The file API is not a single API, but requires a minimum of three calls (per table). The sequence is as follows:

  1. Initialise the upload process with a POST to /api/v1/data/<table_name>/file.

    curl -X POST https://environment.api.aito.ai/api/v1/data/<table_name>/file
    

    The response is equivalent to this example (see Aitoai test/demo env, or at your own environment in the path /api-docs/v3/#/data/post_api_data__table__file. With this URL in the response you will be able to upload your data file):

     {
         "id": "9b38de74-0694-46ad-b239-1af5626f1fc9",
         "url": "https://some-s3-bucket.s3.eu-west-1.amazonaws.com/theenv/thetable/...",
         "method": "PUT",
         "expires": "2018-07-30T14:41:55"
     }
    
    • id is the job id, and is used to control the upload process. It is used later to trigger populating data into Aito and to see the status of the process.
    • url is the S3 URL to which to upload the data file.
    • method is the only allowed method for the upload, currently always PUT.
    • expires is the latest time when the upload can start. After that the upload URL expires and is no longer valid.
  2. Upload the file to S3, using the signed URL you received. The upload can be done with any client, but in curl the command would be

    curl -X PUT -T data_as.ndjson.gz "https://some-s3-bucket.s3.eu-west-1.amazonaws.com/theenv/thetable/..."
    

    The data is expected to be uploaded with PUT, and the data as the body of the message, not e.g. as a form-upload.

  3. Trigger the database process by a sending a POST request to the path /api/v1/data/<table_name>/file/<id>

    curl -X POST https://environment.api.aito.ai/api/v1/data/<table_name>/file/9b38de74-0694-46ad-b239-1af5626f1fc9
    
  4. Sending a GET request to the same URL will show the current progress of the operation. The status will signal when the process has been finished.

    curl https://environment.api.aito.ai/api/v1/data/<table_name>/file/9b38de74-0694-46ad-b239-1af5626f1fc9
    

    And the response, which shows you the progress, as well as the last failing rows (max 50)

at { "status": { "finished": true, "completedCount": 20, "lastSuccessfulElement": { "primaryName": "Ania Josse", "birthYear": null, "nconst": "nm123456", "deathYear": null, "primaryProfession": "actress,miscellaneous" }, "startedAt": "20180730T172233.473+0300" }, "errors": { "message": "Last 0 failing rows", "rows": null } }

Non-error rows are always populated.
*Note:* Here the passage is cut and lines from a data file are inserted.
PR #672, opened 2020-06-09
Avoid crashing when there is directory 'esmvaltool' in the current working directory

valeriupredoi:

**Tasks**

-   [ ] Add unit tests

* * *

### DIFF
--- a/esmvalcore/_config.py
+++ b/esmvalcore/_config.py
@@ -22,7 +22,8 @@ def find_diagnostics():
         import esmvaltool
     except ImportError:
         return Path.cwd()
-    # catch a lingering failed install
+    # avoid a crash when there is a directory called
+    # 'esmvaltool' that is not a Python package
     if esmvaltool.__file__ is None:
         return Path.cwd()
     return Path(esmvaltool.__file__).absolute().parent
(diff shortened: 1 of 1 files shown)


valeriupredoi:
quick one for you @bouweandela - `import esmvaltool` does not throw an `ImportError` but the installation is non-existent; this may happen when eg you conda uninstall esmvaltool :beer:

esmvalcore/_config.py
```diff
@@ -22,6 +22,9 @@ def find_diagnostics():
         import esmvaltool
     except ImportError:
         return Path.cwd()
+    # catch a lingering failed install
```
bouweandela, line 25:
```suggestion
    # avoid a crash when there is a directory called 'esmvaltool' that is not a Python package
```
Good find, though I think that the actual explanation is that there is an empty directory called `esmvaltool` either in your current working directory or somewhere where Python is looking for modules. That would get interpreted as a [namespace package](https://packaging.python.org/guides/packaging-namespace-packages/#native-namespace-packages) and confuse the tool.

valeriupredoi: yup good call Bouwe man, just plugged in the change :+1:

You can see the error message from the status to fix erroneous data and populate again

3. Delete rows using _delete end point

To delete rows, send a POST request to

<_your_env_url_>/api/v1/data/_delete

with the provided read-write api_key.

The POST request body must contain a from field describing the target table and a where-clause identifying the deleted rows. All rows matching the where-clause proposition are deleted.
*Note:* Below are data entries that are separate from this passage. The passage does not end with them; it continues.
Issue #639, opened 2020-05-18
Shrink _recipe.py


valeriupredoi:
I think we have reached the size and complexity limit for `_recipe.py` (we may have reached that a while ago) so I reckon we should start shrinking it and optimizing its use; I reckon the first step is to move all the preprocessor module specific functions (like `_update_{STEP}_settings`) to the preprocessor itself. What say you @bouweandela - if you agree I can get cracking with it starting now :beer:

bouweandela:
Hi V,

I agree with you that it would be good to clean this file up. In the next few months we will be working on #498. I expect that once we have a more complete Python API in place, _recipe.py will also be a lot simpler, so I think it would be best to wait a bit with this.

Another issue is that at the moment we have about 90 open pull requests (45 in ESMValCore and 46 in ESMValTool), I would really like to focus on getting those merged before starting new work.

valeriupredoi:
makes sense, man! let's wait a bit more, I'll dedicate my effeorts towards the noble cause of solving as many of those PR's and issues :carousel_horse:

Issue #489, opened 2020-02-13
`mask_fillvalues` fails in some cases when input is parsed as string and not as float


bascrezee:
**Describe the bug**
The example given in the documentation for `mask_fillvalues` fails, because the input is parsed as string and not as float.

```
datasets:
  - {dataset: cds-era5-monthly, type: reanaly, project: OBS, mip: Lmon,
     version: 1, tier: 3, start_year: 2008, end_year: 2010}
  - {dataset: CDS-SATELLITE-SOIL-MOISTURE, type: sat, project: OBS, mip: Lmon,
     version: COMBINED-TCDR-v201812.0.0, tier: 3, start_year: 2008, end_year: 2010}


preprocessors:
  test_b:
    regrid:
      target_grid: 0.25x0.25
      scheme: nearest
    mask_fillvalues:
      threshold_fraction: 0.0     # keep all missing values
      min_value: -1e20            # small enough not to alter the data
```

```
  File "/ESMValCore/esmvalcore/preprocessor/_mask.py", line 402, in count_spells
    data_hits = data > threshold
TypeError: '>' not supported between instances of 'MaskedArray' and 'str'
```

PR #673, opened 2020-06-10
Add ensemble statistics preprocessor and 'groupby' option for multimodel

### LINKED ISSUE #52: Comparing several single model ensembles
Hi all,

two very common things that users will want to do in ESMValTool are:

1. Compare single model ensemble means.
  For instance, I have a HadGEM2-ES 4 member ensemble and UKESM 12 member ensemble. I want to make some time series plots showing the time development of the two single-model ensemble means. 
  How do I do that?  Is there a way to use the multi_model_statistics preprocessor so that it only compares single models? Or perhaps we need a single_model_ensemble_statistics preprocessor? 

2. Calculate the differences between two specific time periods in the preprocessor stage.
  For instance, I want to look at  average surface temperature in the years 1975-2000  minus the average surface temperature between 1875-1900. 
  I don't know of a way to do this in the preprocessor, it seems to be such a common job that it would be great to get it as a preprocessor instead of in the diagnostic stage.

Any ideas?

Lee

sloosvel:
- Add a new preprocessor function to calculate ensemble statistics
- Add support for grouping in multi-model statistics preprocessor
- Separate functions that operate on cubes from functions that operate on products (esmvalcore.PreprocessorFiles). 
- More efficient implementation of multi-cube statistics that can eventually be used for multi-model statistics as well

Link to documentation: https://esmvaltool--673.org.readthedocs.build/projects/ESMValCore/en/673/recipe/preprocessor.html#ensemble-statistics

**Tasks**

-   [x] Add unit tests
-   [x] ~~Codacy code quality checks pass. Status can be seen below your pull request. If there is an error, click the link to find out why. If you suspect Codacy may be wrong, please ask by commenting.~~
-   [x] ~Please use `yamllint` to check that your YAML files do not contain mistakes~
-   [x] ~If you make backward incompatible changes to the recipe format, make a new pull request in the [ESMValTool repository](https://github.com/ESMValGroup/ESMValTool) and add the link below~

* * *

Closes #52
Merge first: #685


stefsmeets:
Minimal working example:

```
# ESMValTool
# recipe_climwip.yml
---
documentation:
  description: Test ensemble statistics

  authors:
    - kalverla_peter

  maintainer:
    - kalverla_peter

  references:
    - acknow_proj

datasets: &model_data
  - {dataset: CanESM2, project: CMIP5, exp: [historical, rcp45], ensemble: "r(1:4)i1p1"}
  - {dataset: CCSM4, project: CMIP5, exp: [historical, rcp45], ensemble: "r(1:4)i1p1"}

preprocessors:
  preproc:
    custom_order: true

    area_statistics:
      operator: mean

    ensemble_statistics:
      operator: mean

diagnostics:

  diagnostic:

    themes:
      - phys
    realms:
      - atmos
    variables:
      pr:
        mip: Amon
        start_year: 2000
        end_year: 2002
        preprocessor: preproc
    scripts: null
```

Peter9192:
Just to continue the discussion in #52 , I think this is a greatstart. I merged #685 into this branch, which is just waiting to get merged in master, and my new colleague Stef added some suggestions as well. 

Additionally, I think it would be nice to use [iris' cube aggregation](https://scitools.org.uk/iris/docs/v1.9.0/html/iris/iris/cube.html#iris.cube.Cube.collapsed) instead of our own `multimodel_statistics`. This works for lazy data as well, and has a much larger range of operators.  Eventually I think we want to use this for multimodel stats as well, but there it's more difficult due to the cubes not being very homogeneous. So this would be a nice first step in that direction.

esmvalcore/preprocessor/_multimodel.py
```diff
@@ -451,3 +383,33 @@ def multi_model_statistics(products, span, statistics, output_products=None):
...
+        product_dict[dataset].add(product)
+
+    for dataset, ensemble_products in product_dict.items():
+        statistic_products = multi_model_statistics(
+            ensemble_products,
+            span,
+            statistics,
+            output_products[dataset],
+        )
+        products |= statistic_products  # set union
```
Peter9192, line 413: Maybe we should not add the ensemble statistics to the set of products, but replace the existing products altogether. Otherwise, if you apply multi-model statistics later, you will apply it to the combination of individual members and the ensemble mean.

stefsmeets:
We got the code to a working state on the minimal example.

Peter9192:
@stefsmeets now consider the following use case that doesn't work yet: 

```YAML
# recipe_ensemble.yml
---
documentation:
  description: Test ensemble
  authors:
    - kalverla_peter
  maintainer:
    - kalverla_peter
  references:
    - acknow_proj

preprocessors:
  preproc:
    custom_order: true
    area_statistics:
      operator: mean
    ensemble_statistics:
      statistics: ['mean']
    multi_model_statistics:
      span: overlap
      statistics: ['max']

diagnostics:
  diagnostic:
    variables:
      pr:
        project: CMIP5
        mip: Amon
        start_year: 2000
        end_year: 2002
        preprocessor: preproc
        additional_datasets:
          - {dataset: CanESM2, exp: historical, ensemble: "r(1:2)i1p1"}
          - {dataset: CCSM4, exp: historical, ensemble: "r(1:2)i1p1"}
    scripts: null
```

The input for multimodel statistics needs to be updated, as it is currently just the four input datasets, whereas we want it to be the 2 ensemble stats files.

stefsmeets:
What doesn't work yet is if you define multiple statistics for ensemble and multi-model statistics:
```yaml
preprocessors:
  preproc:
    custom_order: true
    area_statistics:
      operator: mean
    ensemble_statistics:
      statistics: ['mean', 'max']
    multi_model_statistics:
      span: overlap
      statistics: ['mean', 'max']
```

stefsmeets:
Should: `data_finder.get_output_file` and  `data_finder.get_multiproduct_filename` be a method on `PreprocessorFile`? They are only each used once in the code.

stefsmeets:
When exp is a list, i.e. `[historical, rcp45]`

```
  File "/home/stef/r/esmvalcore/esmvalcore/_main.py", line 430, in run
    fire.Fire(ESMValTool())
  File "/home/stef/miniconda3/envs/esmvaltool/lib/python3.8/site-packages/fire/core.py", line 138, in Fire
  File "/home/stef/miniconda3/envs/esmvaltool/lib/python3.8/site-packages/fire/core.py", line 463, in _Fire
  File "/home/stef/miniconda3/envs/esmvaltool/lib/python3.8/site-packages/fire/core.py", line 672, in _CallAndUpdateTrace
  File "/home/stef/r/esmvalcore/esmvalcore/_main.py", line 407, in run
  File "/home/stef/r/esmvalcore/esmvalcore/_main.py", line 94, in process_recipe
  File "/home/stef/r/esmvalcore/esmvalcore/_recipe.py", line 72, in read_recipe_file
    return Recipe(raw_recipe,
  File "/home/stef/r/esmvalcore/esmvalcore/_recipe.py", line 1018, in __init__
  File "/home/stef/r/esmvalcore/esmvalcore/_recipe.py", line 1366, in initialize_tasks
    task = _get_preprocessor_task(
  File "/home/stef/r/esmvalcore/esmvalcore/_recipe.py", line 984, in _get_preprocessor_task
    task = _get_single_preprocessor_task(
  File "/home/stef/r/esmvalcore/esmvalcore/_recipe.py", line 843, in _get_single_preprocessor_task
    products = _get_preprocessor_products(
  File "/home/stef/r/esmvalcore/esmvalcore/_recipe.py", line 811, in _get_preprocessor_products
    ensemble_products, ensemble_settings = _update_ensemble(products, order, preproc_dir)
  File "/home/stef/r/esmvalcore/esmvalcore/_recipe.py", line 684, in _update_ensemble
    return _update_multi_product_settings(products, order, preproc_dir, step, grouping=groupby)
  File "/home/stef/r/esmvalcore/esmvalcore/_recipe.py", line 654, in _update_multi_product_settings
    grouped_products = groupby(products, keyfunc=lambda p: p.group(grouping))
  File "/home/stef/r/esmvalcore/esmvalcore/_recipe.py", line 624, in groupby
    key = keyfunc(item)
  File "/home/stef/r/esmvalcore/esmvalcore/_recipe.py", line 654, in <lambda>
    grouped_products = groupby(products, keyfunc=lambda p: p.group(grouping))
  File "/home/stef/r/esmvalcore/esmvalcore/preprocessor/__init__.py", line 380, in group
    return '_'.join(identifier)
TypeError: sequence item 2: expected str instance, list found
```

stefsmeets:
CircleCI tests fail on `tests/integration/cmor/_fixes/cmip6/test_gfdl_cm4.py` with a Python segmentation fault, unrelated to this PR.

stefsmeets:
`conda_build` bugs out with 

```Failed to rename work directory despite sleeping and retrying. This is some Windows file locking mis-bahaviour.
ERROR:conda_build.utils:Failed to rename work directory despite sleeping and retrying. This is some Windows file locking mis-bahaviour.
ERROR conda_build.utils:shutil_move_more_retrying(2005): Failed to rename work directory despite sleeping and retrying. This is some Windows file locking mis-bahaviour.
```

@bouweandela I see you made some changes to the conda build recently, is this a new issue? I thought we weren't building for Windows.

Peter9192:
Okay @sloosvel sorry for hijacking your PR... I hope you don't mind. Building upon your first steps we did quite a bit of work, especially:

- refactoring parts of the code so that they can be reused for both multi-model and ensemble statistics
- adding a groupby option to multimodel statistics, such that ensemble statistics is just a special case
- adding a new multi-cube function that uses iris build in operations, so that ensemble statistics is more efficient
- more extensive testing

There's a few remaining codacy issues, that we think should be addressed in different PRs, particularly (#639, #489, https://github.com/google/yapf/issues/744). 

The new functionality is illustrated by this example recipe: 

```yaml
preprocessors:
  preproc:
    custom_order: true
    area_statistics:
      operator: mean
    ensemble_statistics:
      statistics: [mean, median]
    multi_model_statistics:
      span: overlap
      groupby: [ensemble_statistics, tag]
      statistics: [max, min]

diagnostics:
  diagnostic:
    variables:
      pr:
        project: CMIP5
        mip: Amon
        start_year: 2000
        end_year: 2002
        preprocessor: preproc
        additional_datasets:
          - {dataset: CanESM2, exp: historical, ensemble: "r(1:2)i1p1", tag: 'group1'}
          - {dataset: CCSM4, exp: historical, ensemble: "r(1:2)i1p1", tag: 'group2'}
          - {dataset: ACCESS1-3, exp: historical, ensemble: r1i1p1, tag: 'group1'}

    scripts: null
```

Would you be willing to review and test this? Thanks!

sloosvel:
It works great for what I have tried! The tag for grouping is really useful and it's great it can be customized. Even at diagnostic level, it's really easy to load the data by grouping the generated files either by tag or statistic.  The documentation also looks clear and it was easy to follow. So I don't think I have much to add, it works and reads really well.

Peter9192:
@sloosvel thanks for spotting. Also related to #744, which proposes to move the time handling out of the mm-stats altogether. I suppose we would want the time handling preprocessor to return cubes with bounds on their time coords, so then we should probably do that here as well (and in #685). At least we should be consistent between `overlap` and `full`, but adding them everywhere means that the new behaviour for `full` will then be inconsistent with the old behaviour.

sloosvel:
I checked and I can't seem to find any major reason as for why the output cubes should not have time bounds when using `span: full`. Maybe it's something that has gone unnoticed. But if preprocessor steps that can come in later expect the cubes to have bounds, they should be added back at some point.

bouweandela:
> conda_build bugs out with
> ```
> ERROR:conda_build.utils:Failed to rename work directory despite sleeping and retrying. This is some Windows file locking mis-bahaviour.
> ERROR conda_build.utils:shutil_move_more_retrying(2005): Failed to rename work directory despite sleeping and retrying. This is some Windows file locking mis-bahaviour.
>```
> @bouweandela I see you made some changes to the conda build recently, is this a new issue? I thought we weren't building for Windows.

I'm not sure where this comes from. Seeing errors mentioning Windows file locking misbehaviour on a Linux machine is pretty funky!

Peter9192:
@sloosvel I added bounds for both methods now. Can you check again?

sloosvel:
They are there now for both spans. The current version must add them differently than this one because the values are slightly different. 

```
 master time_bnds =
  54786, 54817,
  54817, 54846,
  54846, 54877,
  54877, 54907,
  54907, 54938,
  54938, 54968,
  54968, 54999,
  54999, 55030,
  55030, 55060,
  55060, 55091,
  55091, 55121,
  55121, 55152,
  55152, 55183,
  55183, 55211,
  55211, 55242,
  55242, 55272,
  55272, 55303,
  55303, 55333,
  55333, 55364,
  55364, 55395,
  55395, 55425,
  55425, 55456,
  55456, 55486,
  55486, 55517,
  55517, 55548,
  55548, 55576,
  55576, 55607,
  55607, 55637,
  55637, 55668,
  55668, 55698,
  55698, 55729,
  55729, 55760,
  55760, 55790,
  55790, 55821,
  55821, 55851,
  55851, 55882 ;
}

```

```
dev_multimodel_ensemble  time_bnds =
  54784.5, 54815.5,
  54815.5, 54845.5,
  54845.5, 54875.5,
  54875.5, 54906,
  54906, 54936.5,
  54936.5, 54967,
  54967, 54997.5,
  54997.5, 55028.5,
  55028.5, 55059,
  55059, 55089.5,
  55089.5, 55120,
  55120, 55150.5,
  55150.5, 55181.5,
  55181.5, 55211,
  55211, 55240.5,
  55240.5, 55271,
  55271, 55301.5,
  55301.5, 55332,
  55332, 55362.5,
  55362.5, 55393.5,
  55393.5, 55424,
  55424, 55454.5,
  55454.5, 55485,
  55485, 55515.5,
  55515.5, 55546.5,
  55546.5, 55576,
  55576, 55605.5,
  55605.5, 55636,
  55636, 55666.5,
  55666.5, 55697,
  55697, 55727.5,
  55727.5, 55758.5,
  55758.5, 55789,
  55789, 55819.5,
  55819.5, 55850,
  55850, 55880 ;
}

```

So if the bounds are used later to compute weights for time statistics the results will be slightly different. But maybe it's not that big of a deal, the differences are not huge anyway.

Peter9192:
Okay, so
- The current (master branch) implementation differs for `full` and `overlap`. For `full`, a new time coordinate is constructed from scratch, and no bounds are guessed. For `overlap`, the time coordinate from 1 of the input cubes is re-used, which presumably already has bounds, so they will be retained.
- The new implementation always constructs a new time coordinate, and `guess_bounds` is used to get new bounds.
- For monthly data, the new implementation sets the center points to the 15th of the month, and then guesses the bounds. This is consistent with what happens in `regrid_time`. However, if the time bounds are guessed, it will just place them in the center between two 15th days, which is sometimes the 30th at 12:00 UTC instead of the 1st at 00:00 UTC. 

So, the new functionality makes the behaviour consistent between overlap and full, and consistent with regrid_time (anticipating #744). However, since guess_bounds doesn't understand the concept of start/end of months, we get slightly shifted bounds. I'm not sure if this is a problem or not, but if it should be addressed, I think that should be in a different PR.

sloosvel:
That's fine for me, I think this pull request is working as intended.

bouweandela:
> For monthly data, the new implementation sets the center points to the 15th of the month, and then guesses the bounds. This is consistent with what happens in regrid_time. However, if the time bounds are guessed, it will just place them in the center between two 15th days, which is sometimes the 30th at 12:00 UTC instead of the 1st at 00:00 UTC.

Not necessarily for this pull request, but it would be nicer to set the lower bound to the start of the month, the upper bound to the start of the next month and then set the points by computing 0.5 * (lower_bound + upper_bound).

Peter9192:
> it would be nicer to set the lower bound to the start of the month, the upper bound to the start of the next month and then set the points by computing 0.5 * (lower_bound + upper_bound).

made an issue for that: https://github.com/ESMValGroup/ESMValCore/issues/803

Peter9192:
#685 is finally merged, so hopefully we can now also proceed with this PR. To do:

- [ ] Use the new tests from in #856 to see if the output of the multimodel statistics function has changed due to this PR. 
- [ ] See where the new test failures come from
- [ ] Have a look at the codacy issues

stefsmeets:
We would also want to add some new tests using sample data for the ensemble statistics. Seems like a good fit.
Other than that, would it be an idea to open a new PR to get rid of all the baggage this PR has accumulated?

Peter9192:
> We would also want to add some new tests using sample data for the ensemble statistics. Seems like a good fit.
Yes, good idea. I've added that to the list

> Other than that, would it be an idea to open a new PR to get rid of all the baggage this PR has accumulated?
It would be good to clean up, but how do you propose we go about that?

stefsmeets:
> It would be good to clean up, but how do you propose we go about that?

Maybe start a new branch and just pick all the changes (maybe squash them). We would lose some of the references and linked issues, so maybe not that good of an idea...

Peter9192:
@stefsmeets and I just had a good discussion on this one. A considerable chunck of this PR is dedicated to refactoring the multi-model statistics function, in order to support the new ensemble statistics. We think it would be good to split this off in a separate PR. We can then easily test whether that causes any changes into the results of the MM-stats functionality. This PR will then only focus on the changes needed in order to use the new ensemble statistics preprocessor.

schlunma:
Hi @sloosvel and @Peter9192, do you have any plans to further work on this PR?

I really like the changes here and they would be really helpful in a recipe that I'm developing. I think with the updates in the multi-model statistics preprocessor from recent releases this PR might also be much simpler now, since the refactoring of the multi-model statistics preprocessor is not necessary anymore.

sloosvel:
> Hi @sloosvel and @Peter9192, do you have any plans to further work on this PR?

Back when I tested it, it seemed to work fine. As for further work maybe it would be nice to set an attribute in the output cube that gives information of how many datasets were used to obtain the result.

schlunma:
Cool! I think it would be nice to have this in v2.5.

Do you think you might have the time to look into the merge conflicts? I could also try to solve them, but you clearly have a better understanding of the code.

sloosvel:
I can try but I think @Peter9192 has the last word in this case

zklaus:
> > Hi @sloosvel and @Peter9192, do you have any plans to further work on this PR?
> 
> Back when I tested it, it seemed to work fine. As for further work maybe it would be nice to set an attribute in the output cube that gives information of how many datasets were used to obtain the result.

Without diving into the too much right now, this kind of information should probably be recorded as a cell method as described in [CF Conventions 1.9, Section 7.3](http://cfconventions.org/Data/cf-conventions/cf-conventions-1.9/cf-conventions.html#cell-methods). Iris has a dedicated interface for that. A good starting point to look is https://scitools-iris.readthedocs.io/en/latest/generated/api/iris/cube.html#iris.cube.Cube.add_cell_method.

Peter9192:
Good point that this is no longer blocked by the refactoring of multimodel statistics! I don't have much time to look into this in the near future, but feel free to take over! I might be able to help out with questions you have

sloosvel:
> A considerable chunck of this PR is dedicated to refactoring the multi-model statistics function, in order to support the new ensemble statistics. We think it would be good to split this off in a separate PR. We can then easily test whether that causes any changes into the results of the MM-stats functionality. This PR will then only focus on the changes needed in order to use the new ensemble statistics preprocessor.

I think despite this comment, this branch was not splitted and it's a bit confusing to know if all the changes in the multi-model should be included. Even after the refactoring, the multi-model module from `main` differs quite a lot from what's in here. Would it work for you if the changes in this branch only include the grouping and not all the work with the `engine` and such?

Peter9192:
I think the "engine" stuff is a bit outdated, so most of the code in main (notably: the multicube and multiproduct functions) can be kept as they are in main.

sloosvel:
Ok thanks! I updated the branch and added the cell_methods information as well as some changes to include the sub_experiment for the ensemble grouping. 

Also, this branch breaks when the `exclude` setting is included in both the multimodel and the ensemble stats steps. I have pending to fix that.

Peter9192:
Just wondering why you moved ensemble stats to end of chain? The original use case I had in mind for this was one where you first average all the ensemble members, then do a multi-model statistics. That would require that you run ensemble stats first.

sloosvel:
It's still before the multi_model though. Just after time and space operations.

sloosvel:
All green now, except for the Codacy but I don't think the issues are that big of a deal.

valeriupredoi:
whoa @sloosvel this is a bit of a monster PR, well done and poor me as a reviewer :laughing: One quick comment before I start diving into it - Codacy can be ignored apart from the func argument `by` which I would definitely replace with eg `groupby` or `group_criterion` etc

valeriupredoi:
cheers @sloosvel for changing the arg! I've not forgotten about this but I had to deal with a lot of maintenance-related guff, I'll review in the morrow, I promise :+1:

doc/recipe/preprocessor.rst
```diff
@@ -864,6 +865,37 @@ See also :func:`esmvalcore.preprocessor.regrid`
    for resolutions of ``< 0.5`` degrees the regridding becomes very slow and
    will use a lot of memory.
 
+.. _ensemble statistics:
+
+Ensemble statistics
+===================
+For certain use cases it may be desirable to compute ensemble statistics. For
+example to prevent models with many ensemble member getting excessive weight in
```
valeriupredoi, line 873:
```suggestion
example to prevent models with many ensemble members getting excessive weight in
```

doc/recipe/preprocessor.rst
```diff
@@ -907,18 +939,33 @@ days in a year may vary between calendars, (sub-)daily data are not supported.
           statistics: [mean, median]
           exclude: [NCEP]
 
-see also :func:`esmvalcore.preprocessor.multi_model_statistics`.
+Multi-model statistics now also supports a ``groupby`` argument. You can group by
+any dataset key (``project``, ``experiment``, etc.) or a combination of keys. You can
```
valeriupredoi, line 943:
```suggestion
any dataset key (``project``, ``experiment``, etc.) or a combination of keys in a list. You can
```

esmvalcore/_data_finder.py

Please note, that an empty proposition will match/delete everything.

API end point

/api/v1/data/_delete

Format:

    { "from" : From, "where" : Proposition }

See also:

Examples:

As an example, the following _delete request will delete the user 4:

    POST /api/v1/data/_delete

    {
      "from" : "users",
      "where" : {
        "id" : 4
      }
    }

As another example, the following request deletes all impressions from the test users.

    POST /api/v1/data/_delete

    {
      "from" : "impressions",
      "where" : {
        "user.tags" : { "$match" : "test" }
      }
    }

As another example, the following request deletes all impressions with an old timestamp:

    POST /api/v1/data/_delete

    {
      "from" : "impressions",
      "where" : {
        "timestamp" : {
          "$lte": 1510444800
        }
      }
    }

As a warning: the following request will delete all users:

    POST /api/v1/data/_delete

    {
      "from" : "users",
      "where" : {}
    }

It is recommended to use the _search end point to see which rows the query matches before running the deletes by hand.